How well do narratives help inform your perspective?
Disclaimer
AnalystConsensusTarget is a tool utilizing a Large Language Model (LLM) that ingests data on consensus price targets, forecasted revenue and earnings figures, as well as the transcripts of earnings calls to produce qualitative analysis. The narratives produced by AnalystConsensusTarget are general in nature and are based solely on analyst data and publicly-available material published by the respective companies. These scenarios are not indicative of the company's future performance and are exploratory in nature.

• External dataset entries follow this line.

PR #3103, opened 2019-10-09
Add TraverseFilter instance for Queue.

takayahilton:

### DIFF
--- a/core/src/main/scala/cats/instances/queue.scala
+++ b/core/src/main/scala/cats/instances/queue.scala
@@ -152,4 +152,33 @@ trait QueueInstances extends cats.kernel.instances.QueueInstances {
       def show(fa: Queue[A]): String =
         fa.iterator.map(_.show).mkString("Queue(", ", ", ")")
     }
+
+  implicit def catsStdTraverseFilterForQueue: TraverseFilter[Queue] = QueueInstances.catsStdTraverseFilterForQueue
+}
+
+private object QueueInstances {
+  private val catsStdTraverseFilterForQueue: TraverseFilter[Queue] = new TraverseFilter[Queue] {
+    val traverse: Traverse[Queue] = cats.instances.queue.catsStdInstancesForQueue
+
+    override def mapFilter[A, B](fa: Queue[A])(f: (A) => Option[B]): Queue[B] =
+      fa.collect(Function.unlift(f))
+
+    override def filter[A](fa: Queue[A])(f: (A) => Boolean): Queue[A] = fa.filter(f)
+
+    override def collect[A, B](fa: Queue[A])(f: PartialFunction[A, B]): Queue[B] = fa.collect(f)
+
+    override def flattenOption[A](fa: Queue[Option[A]]): Queue[A] = fa.flatten
+
+    def traverseFilter[G[_], A, B](fa: Queue[A])(f: (A) => G[Option[B]])(implicit G: Applicative[G]): G[Queue[B]] =
+      fa.foldRight(Eval.now(G.pure(Queue.empty[B])))(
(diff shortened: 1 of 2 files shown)


takayahilton:
I tried to add `catsStdTraverseFilterForQueue` to `QueueInstances`, but still Mima fails with `ReversedMissingMethodProblem`.
Could you tell me where should I add it?

core/src/main/scala/cats/instances/queue.scala
```diff
@@ -152,4 +152,33 @@ trait QueueInstances extends cats.kernel.instances.QueueInstances {
       def show(fa: Queue[A]): String =
         fa.iterator.map(_.show).mkString("Queue(", ", ", ")")
     }
+
+  implicit def catsStdTraverseFilterForQueue: TraverseFilter[Queue] = QueueInstances.catsStdTraverseFilterForQueue
```
takayahilton: I don't know why , but `implicit val catsStdTraverseFilterForQueue` breaks binary compatibility.

```
[error]  * abstract synthetic method cats$instances$QueueInstances$_setter_$catsStdTraverseFilterForQueue_=(cats.TraverseFilter)Unit in interface cats.instances.QueueInstances is present only in current version
[error]    filter with: ProblemFilters.exclude[ReversedMissingMethodProblem]("cats.instances.QueueInstances.cats$instances$QueueInstances$_setter_$catsStdTraverseFilterForQueue_=")
[error]  * abstract method catsStdTraverseFilterForQueue()cats.TraverseFilter in interface cats.instances.QueueInstances is present only in current version
[error]    filter with: ProblemFilters.exclude[ReversedMissingMethodProblem]("cats.instances.QueueInstances.catsStdTraverseFilterForQueue")
```

core/src/main/scala/cats/instances/queue.scala
```diff
@@ -152,4 +152,33 @@ trait QueueInstances extends cats.kernel.instances.QueueInstances {
...
+}
+
+private object QueueInstances {
+  private val catsStdTraverseFilterForQueue: TraverseFilter[Queue] = new TraverseFilter[Queue] {
```
takayahilton: This is just an instance cache.

kailuowang: I don't see this pattern as problematic but it's not very consistent with rest of the code base, can we just make the one in the trait a `val`?

takayahilton: I get an error that 
```
[error]  * abstract synthetic method cats$instances$QueueInstances$_setter_$cats$instances$QueueInstances$$_catsStdTraverseFilterForQueue_=(cats.TraverseFilter)Unit in interface cats.instances.QueueInstances is present only in current version
[error]    filter with: ProblemFilters.exclude[ReversedMissingMethodProblem]("cats.instances.QueueInstances.cats$instances$QueueInstances$_setter_$cats$instances$QueueInstances$$_catsStdTraverseFilterForQueue_=")
[error]  * abstract synthetic method cats$instances$QueueInstances$$_catsStdTraverseFilterForQueue()cats.TraverseFilter in interface cats.instances.QueueInstances is present only in current version
```

kailuowang: how did you run the check? did you get that error from `sbt validateBC`?

takayahilton: Yes, I ran `sbt validateBC`.

travisbrown: Adding a `val` to a trait will break bincompat on all Scala versions so far because of the synthetic setter that's necessary because of the way trait initialization works. The workaround here looks reasonable to me.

Simply Wall St has no position in the company(s) mentioned. Simply Wall St may provide the securities issuer or related entities with website advertising services for a fee, on an arm's length basis. These relationships have no impact on the way we conduct our business, the content we host, or how our content is served to users. The price targets and estimates used are consensus data, and do not constitute a recommendation to buy or sell any stock, and they do not take account of your objectives, or your financial situation. Note that AnalystConsensusTarget's analysis may not factor in the latest price-sensitive company announcements or qualitative material.